The latency alert above requires ENABLE_PROMETHEUS_GRPC_HISTOGRAM=true (the default). If you set it to false for throughput tuning, the grpc_server_handling_seconds metric disappears and this alert will silently stop firing. Ensure you have an alternative latency signal (distributed tracing, load balancer metrics) before disabling histograms.

Custom histogram buckets

If the default latency buckets don’t match your SLOs, customize them:

env:
  - name: PROMETHEUS_GRPC_HISTOGRAM_BUCKETS
    value: "0.005,0.01,0.025,0.05,0.1,0.25,0.5,1,2.5,5,10"

Distributed tracing

ColdBrew sends traces via OpenTelemetry to any OTLP-compatible backend (Jaeger, Grafana Tempo, Honeycomb, Datadog, etc.) or New Relic.

OTLP backend (Jaeger, Tempo, Honeycomb, etc.)

env:
  - name: OTLP_ENDPOINT
    value: "otel-collector.monitoring:4317"  # your OTLP collector
  - name: OTLP_SAMPLING_RATIO
    value: "0.1"  # sample 10% of traces in production

For backends that require authentication headers:

env:
  - name: OTLP_ENDPOINT
    value: "api.honeycomb.io:443"
  - name: OTLP_HEADERS
    value: "x-honeycomb-team=your-api-key"
  - name: OTLP_SAMPLING_RATIO
    value: "0.1"

For local development, set OTLP_INSECURE=true and point to a local Jaeger instance (localhost:4317).
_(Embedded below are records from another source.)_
PR #11621, opened 2022-07-25
[usage] Fix conversion of from and to pb.Timestamp

easyCZ:
## Description

Because setSeconds doesn't work the same for ts Date and pb.Timestamp

## Related Issue(s)

Fixes #

## Release Notes

```release-note
NONE
```

## Werft options:

- [ ] /werft with-preview


laushinka (approved):
Thank you!

PR #11624, opened 2022-07-25
[werft] support large vm

iQQBot:
## Description

In ide integration test, we need run many workspace in the same time, this PR introduces a werft annotation `with-large-vm`, if job with this annotation, it will create a vm that use 12 cpu, and 24GB memory.

## Related Issue(s)

Fixes #

## Release Notes

```release-note
NONE
```

## Werft options:

- [ ] /werft with-preview

### DIFF
--- a/.werft/jobs/build/prepare.ts
+++ b/.werft/jobs/build/prepare.ts
@@ -110,7 +110,9 @@ function createVM(werft: Werft, config: JobConfig) {
     }
 
     werft.log(prepareSlices.BOOT_VM, "Creating  VM");
-    VM.startVM({ name: config.previewEnvironment.destname });
+    const cpu = config.withLargeVM ? 12 : 6;
+    const memory = config.withLargeVM ? 24 : 12;
+    VM.startVM({ name: config.previewEnvironment.destname, cpu, memory });
     werft.currentPhaseSpan.setAttribute("preview.created_vm", true);
 }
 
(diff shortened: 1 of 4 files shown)


.werft/jobs/build/prepare.ts
```diff
@@ -110,7 +110,9 @@ function createVM(werft: Werft, config: JobConfig) {
     }
 
     werft.log(prepareSlices.BOOT_VM, "Creating  VM");
-    VM.startVM({ name: config.previewEnvironment.destname });
+    let cpu = config.withLargeVM ? 12 : 6;
```
andreafalzetti, line 113:
```suggestion
    const cpu = config.withLargeVM ? 12 : 6;
```

I think we can make both `cpu` and `memory` const because we don't modify them in this scope

andreafalzetti:
This is cool 🙏

Is there a way to test this flag?

andreafalzetti:
> > Is there a way to test this flag?
> 
> #11627 this PR use this flag

yeah, I saw the PR but I am wondering if you were able to test the flag itself, or until it gets deployed, there is no way of testing it?

ArthurSens:
Do we have the infrastructure to support this, though? 😬

Im not sure if our bare metal VMs are strong enough for this. 

What do you think @meysholdt?

meysholdt (approved):
yes, our infra should be able to handle this. Code changes LGTM, too.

See the config reference for a full example.

New Relic

New Relic tracing is configured separately and can run alongside OTLP:

env:
  - name: NEW_RELIC_LICENSE_KEY
    valueFrom:
      secretKeyRef:
        name: myservice-secrets
        key: NEW_RELIC_LICENSE_KEY
  - name: NEW_RELIC_OPENTELEMETRY
    value: "true"
  - name: NEW_RELIC_OPENTELEMETRY_SAMPLE
    value: "0.2"

OTEL metrics (alongside Prometheus)

To export gRPC metrics via OTLP alongside Prometheus scraping, enable OTEL metrics on the same endpoint used for tracing:

env:
  - name: ENABLE_OTEL_METRICS
    value: "true"
  - name: OTEL_METRICS_INTERVAL
    value: "60"  # seconds between OTLP metric exports
  # OTLP_ENDPOINT is already set for tracing above

This does not replace Prometheus — both /metrics scraping and OTLP push run in parallel. See the Metrics How-To for details on exported metric names.

What gets traced

ColdBrew automatically creates spans for:

Source	Span kind	Example
Incoming gRPC RPCs	Server	`/pkg.Service/Method`
Incoming HTTP requests	Server	`ServeHTTP`
Outbound gRPC calls (gateway)	Client	`/pkg.Service/Method`
`tracing.NewInternalSpan()`	Internal	Custom business logic spans
`tracing.NewDatastoreSpan()`	Client	Database/Redis operations
`tracing.NewExternalSpan()`	Client	External HTTP/API calls

Sampling in production

Set OTLP_SAMPLING_RATIO based on your traffic volume:

QPS	Recommended ratio	Traces/sec
100	`1.0`	100
1,000	`0.1`	100
10,000	`0.01`	100
70,000+	`0.001–0.01`	70–700

Sampling is parent-based — if an incoming request already has a sampled trace context, ColdBrew respects that decision regardless of the local ratio.

gRPC load balancing

gRPC uses HTTP/2 with long-lived connections. A standard Kubernetes Service with ClusterIP won’t distribute load across pods — all requests go over a single connection to one pod.

Solutions:

Option 1: Headless Service + client-side balancing

apiVersion: v1
kind: Service
metadata:
  name: myservice-headless
spec:
  clusterIP: None  # headless
  selector:
    app: myservice
  ports:
    - name: grpc
      port: 9090

Use with ColdBrew’s grpcpool for client-side round-robin:

conn, err := grpcpool.DialContext(ctx, "dns:///myservice-headless:9090",
    grpc.WithDefaultServiceConfig(`{"loadBalancingPolicy":"round_robin"}`),
)

Option 2: Service mesh / L7 proxy

Use a gRPC-aware proxy (Istio, Linkerd, Envoy) that understands HTTP/2 multiplexing and balances per-request rather than per-connection.

TLS

Enable TLS on the gRPC server:

env:
  - name: GRPC_TLS_CERT_FILE
    value: /certs/tls.crt
  - name: GRPC_TLS_KEY_FILE
    value: /certs/tls.key
volumeMounts:
  - name: tls-certs
    mountPath: /certs
    readOnly: true
volumes:
  - name: tls-certs
    secret:
      secretName: myservice-tls

If you’re using a service mesh that handles mTLS (Istio, Linkerd), you typically don’t need ColdBrew’s built-in TLS — the mesh sidecar terminates TLS at the pod level.

Resource tuning

GOMAXPROCS

ColdBrew automatically sets GOMAXPROCS to match the container’s CPU limit using automaxprocs. This prevents the Go runtime from spawning more OS threads than the container has CPU quota.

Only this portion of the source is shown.